三英の卓球台『インフィニティー』 リオ五輪で「メイド・イン・ジャパン」発信
水谷選手のメダルも後押し
「震災からの復興」−思い込めて
リオデジャネイロ五輪での大奮闘で、日本中を感動させた卓球日本代表。 水谷隼選手の日本初となる個人でのメダル獲得をはじめ、女子団体、男子団体とメダルラッシュを後押ししたのは日本製の卓球台だった。卓球台・遊具の老舗メーカーの三英(千葉県流山市)が提供したリオ五輪公式卓球台『インフィニティー』。“無限の可能性”を秘めた日本のものづくりが詰まった芸術品のような卓球台だ。幅152.5センチ、長さ274センチ、高さ76センチの卓球台をめぐる「もうひとつの五輪」に迫る。
水谷選手にメダル獲得は「あの台のおかげ」とまで言わせた卓球台『インフィニティー』に注目が集まりました。

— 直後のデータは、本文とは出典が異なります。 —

PR #312, opened 2019-08-14
server4: make conn public

pmazzini:
Use case: When writing a DHCP relay we create 2 `dhcpv4.Server`s. One for communicating with downstream clients and one for communicating with upstream servers. Each one binds to a different interface. In this diff we expose the connection so the opposite handler could reach the opposite bound interface.


pmazzini:
Right, using `WithConn` should be enough.

PR #314, opened 2019-09-12
Increase DHCPv4 IP TTL from 30 to 64

RossHanson:
RFC 1700 recommends a value of 64 for the default IP time to live (TTL)
parameter. This is only necessary for the V4 client because it uses
the net.PacketConn, while the IPv6 implementation uses a net.UDPConn instead.

From https://tools.ietf.org/html/rfc1700:

IP TIME TO LIVE PARAMETER

The current recommended default time to live (TTL) for the
Internet Protocol (IP) [45,105] is 64.


dhcpv4/nclient4/ipv4.go
```diff
@@ -351,7 +351,7 @@ func udp4pkt(packet []byte, dest *net.UDPAddr, src *net.UDPAddr) []byte {
 	ipv4fields := &IPv4Fields{
 		IHL:         IPv4MinimumSize,
 		TotalLength: uint16(ipLen + udpLen + len(packet)),
-		TTL:         30,
+		TTL:         64,
```
hugelgupf: Can you mention the rfc here, too?

RossHanson: Ah of course! Updated by force pushing an amended commit.

PR #230, opened 2019-01-17
Added osx to continuous integration

insomniacslk:
As discussed in https://github.com/insomniacslk/dhcp/issues/229 we need to test on all the OSes we support

Issue #229, opened 2019-01-17
Can't build/run on macOS due to client.go code


begetan:
```
go build
# github.com/insomniacslk/dhcp/dhcpv4
../../insomniacslk/dhcp/dhcpv4/client.go:125:25: undefined: unix.AF_PACKET
../../insomniacslk/dhcp/dhcpv4/client.go:125:68: undefined: unix.ETH_P_IP
../../insomniacslk/dhcp/dhcpv4/client.go:133:12: undefined: unix.SockaddrLinklayer
```
There are no constants in package **golang.org/x/sys/unix** for darwin_amd64

```
grep AF_PACKET *
grep: linux: Is a directory
syscall_linux.go:// SockaddrLinklayer implements the Sockaddr interface for AF_PACKET type sockets.
syscall_linux.go:	sa.raw.Family = AF_PACKET
syscall_linux.go:	case AF_PACKET:
zerrors_linux_386.go:	AF_PACKET                            = 0x11
zerrors_linux_amd64.go:	AF_PACKET                            = 0x11
zerrors_linux_arm.go:	AF_PACKET                            = 0x11
zerrors_linux_arm64.go:	AF_PACKET                            = 0x11
zerrors_linux_mips.go:	AF_PACKET                            = 0x11
zerrors_linux_mips64.go:	AF_PACKET                            = 0x11
zerrors_linux_mips64le.go:	AF_PACKET                            = 0x11
zerrors_linux_mipsle.go:	AF_PACKET                            = 0x11
zerrors_linux_ppc64.go:	AF_PACKET                            = 0x11
zerrors_linux_ppc64le.go:	AF_PACKET                            = 0x11
zerrors_linux_riscv64.go:	AF_PACKET                            = 0x11
zerrors_linux_s390x.go:	AF_PACKET                            = 0x11
zerrors_linux_sparc64.go:	AF_PACKET                        = 0x11
zerrors_solaris_amd64.go:	AF_PACKET                     = 0x20
```

This is a commit probably breaks compilation:  
https://github.com/insomniacslk/dhcp/commit/4eedccfd12105dbcde88298e87bbbcf41aa7c1df

In BSD system AF_PACKET should be replaced by AF_LINK

BTW, why not to move client for separate package? I just removed file client.go from repo in order to compile server code.

insomniacslk:
cc @get9

insomniacslk:
[...]

PR #316, opened 2019-09-17
DHCPv6 Server multicast handling improvements

Natolumin:
#### Summary

* Patch 1 makes listening on an explicit multicast address work, and removes the useless joining on multicast groups when listening on an unicast address. It adds the second RFC-defined multicast group to the default groups joined when listening on the wildcard address
* Patch 2 moves the definitions for dhcpv4.BindToInterface to the interfaces package, which seems more appropriate as they are not ipv4 specific.
From the code comments in [bsd/netinet/ip_output.c#L2715](https://github.com/apple/darwin-xnu/blob/a449c6a3b8014d9406c2ddbdc81795da24aa7443/bsd/netinet/ip_output.c#L2715) `IP_BOUND_IF` for darwin doesn't do anything on the *receive* path, only send.`IP_RECVIF` however is also supported on darwin (I assume inherited from freebsd) and should do the same thing
 **Note**: I do not have access to either darwin or *bsd machines to test this change, but at least it does build. Any help / pointers for testing on those (esp. darwin, which I can't easily start in a cloud somewhere) would be appreciated
* Patch 3 makes an equivalent of NewIPv4UDPConn for ipv6, using bindtodevice and v6only, to give greater control over listen parameters, and allow binding to a specific multicast address instead of wildcard

#### Testing
Since we can't really use default ports or require privileges in unittests, I tested the additions manually for the handling of bindtodevice.

This is a build of coredhcp with these patches, listening on wildcard addresses:
```
$ sudo ip netns exec dhcp_servers ss -lnpue
State                           Recv-Q                          Send-Q                                                    Local Address:Port                                                     Peer Address:Port
UNCONN                          0                               0                                                         0.0.0.0%srv_u:67                                                            0.0.0.0:*                              users:(("coredhcp",pid=126583,fd=6)) ino:837636 sk:3 <->
UNCONN                          0                               0                                                            [::]%srv_u:547                                                              [::]:*                              users:(("coredhcp",pid=126583,fd=5)) ino:837635 sk:4 v6only:1 <->
```
An strace log shows it joined both multicast groups (and I verified a relayed packet to `ff05::1:3` was handled): 
```
setsockopt(5, SOL_IPV6, MCAST_JOIN_GROUP, {gr_interface=if_nametoindex("srv_u"), gr_group={sa_family=AF_INET6, sin6_port=htons(0), sin6_flowinfo=htonl(0), inet_pton(AF_INET6, "ff02::1:2", &sin6_addr), sin6_scope_id=0}}, 136) = 0
setsockopt(5, SOL_IPV6, MCAST_JOIN_GROUP, {gr_interface=if_nametoindex("srv_u"), gr_group={sa_family=AF_INET6, sin6_port=htons(0), sin6_flowinfo=htonl(0), inet_pton(AF_INET6, "ff05::1:3", &sin6_addr), sin6_scope_id=0}}, 136) = 0
```

Similarly, I verified that asking explicitly to bind on `ff05::1:3`, interface srv_u, results in a socket listening on `[ff05::1:3]%srv_u:547`, and the mcast group is joined (but not the other one): 
```
132015 setsockopt(5, SOL_IPV6, MCAST_JOIN_GROUP, {gr_interface=if_nametoindex("srv_u"), gr_group={sa_family=AF_INET6, sin6_port=htons(0), sin6_flowinfo=htonl(0), inet_pton(AF_INET6, "ff05::1:3", &sin6_addr), sin6_scope_id=0}}, 136) = 0
```


pmazzini:
I don't think darwin is currenly working: #229 and #230.

Natolumin:
OK, I won't worry too much about darwin then. 
Let's not merge this yet though, I want to finish the coredhcp parts that go with it first in case it reveals API issues with the updated behaviour

Natolumin:
v2 changed the last commit, correcting the documentation and handling the case `addr == nil` correctly

pmazzini:
> Let's not merge this yet though, I want to finish the coredhcp parts that go with it first in case it reveals API issues with the updated behaviour

Are you still testing it?

Natolumin:
I'm pretty sure it's still broken for darwin, but no worse than it was before, so I think it's good to go in the current state

PR #317, opened 2019-09-18
Allow IsMessageType to accept more than one message type

rminnich:
For dhcp6 rapid solicit there is more than one possible message
type in a packet. Allow IsMessageType to match more than one
type of packet, by making at least one required argument
and a variadic for the rest.

### DIFF
--- a/dhcpv6/nclient6/client.go
+++ b/dhcpv6/nclient6/client.go
@@ -234,12 +234,21 @@ func WithBroadcastAddr(n *net.UDPAddr) ClientOpt {
 // Matcher matches DHCP packets.
 type Matcher func(*dhcpv6.Message) bool
 
-// IsMessageType returns a matcher that checks for the message type.
+// IsMessageType returns a matcher that checks for one of several message
+// types.  It is most efficient to put the most likely type first.
 //
 // If t is MessageTypeNone, all packets are matched.
-func IsMessageType(t dhcpv6.MessageType) Matcher {
+func IsMessageType(t dhcpv6.MessageType, tt ...dhcpv6.MessageType) Matcher {
 	return func(p *dhcpv6.Message) bool {
-		return p.MessageType == t || t == dhcpv6.MessageTypeNone
+		if p.MessageType == t || t == dhcpv6.MessageTypeNone {
+			return true
+		}
+		for _, mt := range tt {
+			if p.MessageType == mt {
+				return true
+			}
+		}
+		return false
 	}
 }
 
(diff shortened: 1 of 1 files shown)


insomniacslk:
Will merge once the tests finish

insomniacslk:
@rminnich there is a build failure in the client code, I'm going to sleep now but once fixed @hugelgupf could merge this

dhcpv6/nclient6/client.go
```diff
@@ -234,12 +234,21 @@ func WithBroadcastAddr(n *net.UDPAddr) ClientOpt {
 // Matcher matches DHCP packets.
 type Matcher func(*dhcpv6.Message) bool
 
-// IsMessageType returns a matcher that checks for the message type.
+// IsMessageType returns a matcher that checks for one of several message
+// types.  It is most efficient to put the most likely type first.
 //
 // If t is MessageTypeNone, all packets are matched.
-func IsMessageType(t dhcpv6.MessageType) Matcher {
+func IsMessageType(t dhcpv6.MessageType, tt ...dhcpv6.MessageType) Matcher {
```
hugelgupf: Why not just make it a vararg, instead of a separate first arg + vararg?

dhcpv6/nclient6/client.go
```diff
@@ -250,7 +259,7 @@ func (c *Client) RapidSolicit(ctx context.Context, modifiers ...dhcpv6.Modifier)
 	if err != nil {
 		return nil, err
 	}
-	msg, err := c.SendAndRead(ctx, c.serverAddr, solicit, IsMessageType(dhcpv6.MessageTypeReply))
+	msg, err := c.SendAndRead(ctx, c.serverAddr, solicit, IsMessageType(dhcpv6.MessageTypeReply, dhcpv6.MessageTypeAdvertise))
```
hugelgupf: I don't think this is valid.

If the response is a Reply, we can just return like we already do.

But if the response is an Advertise, then we must send a Request next: https://github.com/insomniacslk/dhcp/blob/834a63bade8aa8927af8b4c9842f0ad0345289d4/dhcpv6/nclient6/client.go#L275

dhcpv6/nclient6/client.go
insomniacslk: This syntax enforces the presence of at least one argument at compile time, without resorting to error handing which would conplicate that API

dhcpv6/nclient6/client.go
insomniacslk: The RFC is not specific about the behaviour in case of Advertise instead of Offer/Ack. If a server ignores the rapidcommit flag and treats it as a 4-way transaction, it's unspecified what the client should do. In this case I would just ignore the reply here, and let the logic around `RapidSolicit` to choose whether to retry with a 4-way transaction. What are your thoughts?

https://tools.ietf.org/html/rfc4039#section-3.1

hugelgupf: My thought is that's valid, but takes twice as long as you wait for RapidSolicit to time out.

insomniacslk: another option might be to let the function fall back to "relaxed" mode if the server doesn't respond. The reason I call it relaxed is that the answer is not valid (the server should not respond with advertise to a rapid-solicit, and should drop it if not able to handle that), but we can break the rules and make it work without waiting for timeout. But I'd like that the default stays "don't break the rule" and provide a flag to do otherwise. Thoughts?

PR #319, opened 2019-09-23
nclient6: copy & paste log infra to v6

hugelgupf:


insomniacslk:
LGTM! This would be nice to have across the other packages too

PR #322, opened 2019-09-25
server6: allow nil IP in addition to unspecified

hugelgupf:
This way, you can use `&net.UDPAddr{Port: 547}` without having to actually put an IP down


insomniacslk:
LGTM. I've re-run the flaky test, but once green I'll merge this

PR #323, opened 2019-10-01
server{4,6}: Return UDPConn from NewIPv*UDPConn

Natolumin:
The concrete type under the interface is known here since we create the connection in the same function. Since *net.UDPConn implements net.PacketConn anyway, returning the concrete type here is more powerful and less risky than having downstream users cast the value themselves

There should be no code change for downstream users as the concrete type implements the interface, with the exception of explicit casts (`udpc := conn.(*net.UDPConn)`), which can simply be removed

(I could not find any users of these functions outside the library on github anyway so this looks safe)

### DIFF
--- a/dhcpv4/server4/conn.go
+++ b/dhcpv4/server4/conn.go
@@ -1,6 +1,7 @@
 package server4
 
 import (
+	"errors"
 	"fmt"
 	"net"
 	"os"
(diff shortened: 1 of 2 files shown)


Natolumin:
I think the test failure is transient but I don't understand why: https://travis-ci.org/insomniacslk/dhcp/builds/592047213 (same code, but also tests w/ go 1.13) passed in all versions

PR #325, opened 2019-10-07
dhcpv6: Basic fuzzing support and fixes for discovered bugs

Natolumin:
Since this library parses sometimes untrusted data, I thought it would be relevant to add fuzzing support to make sure we act reasonably whatever the data.

This adds a fairly simple fuzzing entrypoint for dhcpv6 (I have the same in the pipe for dhcpv4, but it needs a bit more work), which parses a message, then writes it back out, and compares them.
This is fairly limited obviously: 
 * Maybe not all messages don't need to be byte-for-byte identical after being deserialized-serialized, causing some false-positives. This hasn't caused issues yet though
 * It would only catch bugs in messages that come from deserializing, not from messages being crafted using the library

See the page for go-fuzz for usage instructions: https://github.com/dvyukov/go-fuzz; but basically:
```
go get github.com/dvyukov/go-fuzz/go-fuzz{,-build}
cd dhcpv6 && go-fuzz-build
go-fuzz -bin dhcpv6-fuzz.zip /path/to/working/directory
```

It has already caught a couple bugs when run for some time on my desktop without even a source corpus. With an initial corpus built from real traffic and some more processing power I think it could be useful.
If you do not want this support upstream, I can remove this first commit and only submit the bugfixes instead: 

There are 2 bugfixes from missing error checks, causing invalid (truncated) messages to be accepted (empty messages, and 1-byte messages).
There is one bugfix for the iana.HWType encoding: it is declared as 8bits, but both the field in the packet, and the [IANA table](https://www.iana.org/assignments/arp-parameters/arp-parameters.xml#arp-parameters-2) are 16bits; and there exists one value >255 in that table. This changes a type definition, so downstream users may need to apply some changes if they were relying on iana.HWType being 8bits

### DIFF
--- a/iana/hwtypes.go
+++ b/iana/hwtypes.go
@@ -1,7 +1,7 @@
 package iana
 
 // HWType is a hardware type as per RFC 2132 and defined by the IANA.
-type HWType uint8
+type HWType uint16
 
 // See IANA for values.
 const (
--- a/dhcpv6/dhcpv6.go
+++ b/dhcpv6/dhcpv6.go
@@ -46,6 +46,9 @@ func MessageFromBytes(data []byte) (*Message, error) {
 		MessageType: messageType,
 	}
 	buf.ReadBytes(d.TransactionID[:])
+	if buf.Error() != nil {
+		return nil, fmt.Errorf("Error parsing DHCPv6 header: %v", buf.Error())
+	}
 	if err := d.Options.FromBytes(buf.Data()); err != nil {
 		return nil, err
 	}
@@ -68,6 +71,9 @@ func RelayMessageFromBytes(data []byte) (*RelayMessage, error) {
 	d.LinkAddr = net.IP(buf.CopyN(net.IPv6len))
 	d.PeerAddr = net.IP(buf.CopyN(net.IPv6len))
 
+	if buf.Error() != nil {
+		return nil, fmt.Errorf("Error parsing RelayMessage header: %v", buf.Error())
+	}
 	// TODO: fail if no OptRelayMessage is present.
 	if err := d.Options.FromBytes(buf.Data()); err != nil {
 		return nil, err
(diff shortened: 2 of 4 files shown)


pmazzini:
> There is one bugfix for the iana.HWType encoding: it is declared as 8bits, but both the field in the packet, and the IANA table are 16bits

The dhcpv4 field in the packet is 8bits, isn't it?

iana/hwtypes.go
```diff
@@ -1,7 +1,7 @@
 package iana
 
 // HWType is a hardware type as per RFC 2132 and defined by the IANA.
-type HWType uint8
+type HWType uint16
```
hugelgupf: ? I don't think this is right? And it might break ipv4?

Natolumin: This is definitely right for dhcpv6 (and ARP, for that matter, which also has 16bits for this field), see this table (referenced in RFC8415 in https://tools.ietf.org/html/rfc8415#section-11.2): https://www.iana.org/assignments/arp-parameters/arp-parameters.xml#arp-parameters-2, there are assigned hardware types for values 256 and 257

However yes it seems it would break bootp/v4, we need to add an explicit conversion to uint8 there I guess

Natolumin:
v2: added regression tests for each fix

Natolumin:
I think we shouldn't. The DHCPv4 struct is a logical representation of what there is in a packet, it doesn't have to match the wire format exactly. For example ServerHostName and BootFileName are strings instead of fixed-size arrays of bytes, ClientHWAddr is `net.HardwareAddr` (which has arbitrary size) instead of fixed-size array of bytes.
I think this is the same idea as those. Additionally keeping it as a separate type lets us add methods on the type later, eg to map a HWType to a hardware address length or explicitly check for overflow

Issue #326, opened 2019-10-15
`server4.NewServer()` does not respect `addr.IP`


lewisthompson:
In https://github.com/insomniacslk/dhcp/blob/3b29cbd2a47fb7ea9a028ca3bc150f855ae2c5ec/dhcpv4/server4/conn.go#L39-L42:

```go
	// Bind to the port.
	if err := unix.Bind(fd, &unix.SockaddrInet4{Port: port}); err != nil {
		return nil, fmt.Errorf("cannot bind to port %d: %v", port, err)
	}
```

The `Bind` is made only against the specified `port` meaning that the `net.UDPAddr` passed to `NewServer` is partially ignored.

I am attempting to build a DHCP server that supports multiple ranges of IPs.  The only way I understand that I can make this work is to run multiple instances of `server4` where each is bound to a specific interface.  For this to work I need to be able to bind to the configured host IP of each of those interfaces (to avoid `address already in use`).

e.g. if I have `if0 / 192.168.1.1/24` and `if1 / 192.168.2.1/24` I want to launch one `server4` listening on `192.168.1.1:67` on `if0` and another on `192.168.2.1:67` on `if1`.

Am I missing something obvious here or would having `NewIPv4UDPConn` respect the `IP` allow things to work for me?

Natolumin:
> Am I missing something obvious here or would having NewIPv4UDPConn respect the IP allow things to work for me?

There is at least one issue with not listening on the wildcard address: you won't receive broadcasts. Without relays, all the DHCPDISCOVER messages should be broadcast, so basically you won't receive anything.

> I am attempting to build a DHCP server that supports multiple ranges of IPs. The only way I understand that I can make this work is to run multiple instances of server4 where each is bound to a specific interface. For this to work I need to be able to bind to the configured host IP of each of those interfaces (to avoid address already in use).

I do not think that is necessary. The BindToInterface call should ensure you can listen on the wildcard address on multiple sockets on multiple interfaces at the same time, as long as each of the sockets binds to an interface, so it should work to bind on wildcard on each of these interfaces
Here's an excerpt of the sockets on my system which shows that working:
```
$ sudo ip netns exec dhcp_relay ss -lnpu
Local Address:Port      Peer Address:Port
0.0.0.0%cli_u:67              0.0.0.0:*            users:(("coredhcp",pid=20848,fd=9))
0.0.0.0%srv_d:67              0.0.0.0:*            users:(("coredhcp",pid=20848,fd=8))
```
[...]

PR #327, opened 2019-10-15
server4: Allow listening on a non-wildcard IP address on v4

Natolumin:
It was mentioned in #326 that NewIPv4UDPConn doesn't support listening on a specific address, only on the wildcard address. This extends it to allow listening on an address, and at the same time homogenizes the function signature with the NewIPv6UDPConn server6 equivalent. It modifies NewServer() to pass the full address given to it instead of just the port as well

Note that listening on a non-wildcard interface is seldom useful as the socket won't receive broadcasts, so it is useless in a direct-attached server. It can be useful in a server only used behind relays

This breaks API compatibility for NewIPv4UDPConn, which as far as I know/on github nobody uses (yet)

### DIFF
--- a/dhcpv4/server4/conn.go
+++ b/dhcpv4/server4/conn.go
@@ -14,7 +14,7 @@ import (
 // given based on a IPv4 DGRAM socket. The UDP connection allows broadcasting.
 //
 // The interface must already be configured.
-func NewIPv4UDPConn(iface string, port int) (*net.UDPConn, error) {
+func NewIPv4UDPConn(iface string, addr *net.UDPAddr) (*net.UDPConn, error) {
 	fd, err := unix.Socket(unix.AF_INET, unix.SOCK_DGRAM, unix.IPPROTO_UDP)
 	if err != nil {
 		return nil, fmt.Errorf("cannot get a UDP socket: %v", err)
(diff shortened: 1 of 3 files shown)


dhcpv4/server4/conn.go
```diff
@@ -38,8 +38,10 @@ func NewIPv4UDPConn(iface string, port int) (*net.UDPConn, error) {
 		}
 	}
 	// Bind to the port.
-	if err := unix.Bind(fd, &unix.SockaddrInet4{Port: port}); err != nil {
-		return nil, fmt.Errorf("cannot bind to port %d: %v", port, err)
+	saddr := unix.SockaddrInet4{Port: addr.Port}
+	copy(saddr.Addr[:], addr.IP.To4())
```
hugelgupf: If addr.IP != nil?

dhcpv4/server4/conn.go
```diff
@@ -14,7 +14,7 @@ import (
 // given based on a IPv4 DGRAM socket. The UDP connection allows broadcasting.
 //
 // The interface must already be configured.
-func NewIPv4UDPConn(iface string, port int) (*net.UDPConn, error) {
+func NewIPv4UDPConn(iface string, addr *net.UDPAddr) (*net.UDPConn, error) {
```
hugelgupf: Make addr net.UDPAddr so it can't be nil, or check it for nil?

dhcpv4/server4/conn.go
Natolumin: That's fine, addr.IP.To4() will be nil in that case, and nothing will be copied; which is what we want anyway: https://play.golang.org/p/0RRxwSbL1WL

dhcpv4/server4/conn.go
Natolumin: Good point. NewServer() also doesn't check for nil and takes a pointer, I'll add in both

Natolumin:
v2: enforce address family is v4 and handle addr==nil gracefully

dhcpv4/server4/conn.go
Natolumin: In the end I didn't add a check in NewServer, since it now just passes the value through it won't crash with addr=nil anymore (but would have before this PR). NewIPv4UDPConn now checks and will do the right thing

PR #388, opened 2020-07-11
nclient6: optional dropped packet logging

hugelgupf:
We're chasing a Heisenbug. 

cc @ganshun (this was Ian's idea)


GanShun:
That's cool! hope it helps

PR #390, opened 2020-07-22
Go modules

ameshkov:
In order to do this, I've added main.go and main_linux.go that import all other packages. This way "go build" or "go test ./..." trigger go.mod/sum update.

Supporting Go modules would make it much easier to contribute for someone like me who does not like to store all code in GOPATH.


AkihiroSuda:
@insomniacslk PTAL? Also I'd like to see tagged releases

hugelgupf:
I did some of this in #399, with some other cleanups. The main.go is, imho, unnecessary. `go mod tidy` can be used to trigger a go mod update from the main directory without having a main.go.

hugelgupf:
That and #400 should allow us to deprecate the `dhcpv4/async` and `dhcpv6/async` clients, which I'd like to get rid of before tagging a v1.0.0 -- I don't think we should guarantee compatibility with them.

PR #391, opened 2020-08-05
dhcpv6: Handle IA_TA options

Natolumin:
This creates support for IA_TA options, based on and reusing the blocks from IA_NA, to which it is extremely similar (It's the same, but with T1 and T2 removed)

### DIFF
--- a/dhcpv6/option_temporaryaddress.go
+++ b/dhcpv6/option_temporaryaddress.go
@@ -1,0 +1,48 @@
+package dhcpv6
+
+import (
+	"fmt"
+
+	"github.com/u-root/u-root/pkg/uio"
+)
+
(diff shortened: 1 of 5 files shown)


dhcpv6/option_temporaryaddress.go
```diff
@@ -0,0 +1,47 @@
...
+// option.
+//
+// This module defines the OptIATA structure.
+// https://www.ietf.org/rfc/rfc8415.txt
+type OptIATA struct {
+	IaId    [4]byte
+	Options IdentityOptions
+}
+
+func (op *OptIATA) Code() OptionCode {
```
pmazzini, line 19: Maybe add a comment to make sticker-ci happy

栗本: ラリーが真骨頂の水谷選手がリオでは、さらにスピードが上がり、力強く感じました。水谷選手はラリーの中で上、横、下回転と様々な回転をかけながらコースを打ち分けていました。水谷選手がリオで思い切り戦えた要因の一つに弊社の台を挙げられ、とても光栄です。

弊社の台ではありませんが、世界選手権や五輪といった大舞台で「台のあの部分を狙え」などと選手間でもそういった声が飛び交うことがあるそうです。予想したバウンドでなく、イレギュラーな跳ね方をする部分があるということですね。

この点は台の構造に関係があります。後ほど触れますが、それほど卓球は繊細なスポーツだということです。

弊社の台はバウンドの均一性、平滑性といった点は他のメーカーに比べ優れているとの評価をトップ選手からいただいています。日本卓球協会の公認卓球台として全日本選手権で40年以上にわたり使われています。水谷選手は全日本で8回優勝していますし、普段から弊社の台で練習されているので球の跳ね方など三英製の台に熟知しているということだと思います。

■三英: 1940年に松田材木店として設立。世界選手権、バルセロナオリンピックでの公式用具スポンサーなどの実績を挙げた。2016年のリオデジャネイロオリンピックでの公式用具スポンサーに選定され、卓球台『インフィニティー』で脚光を浴びた。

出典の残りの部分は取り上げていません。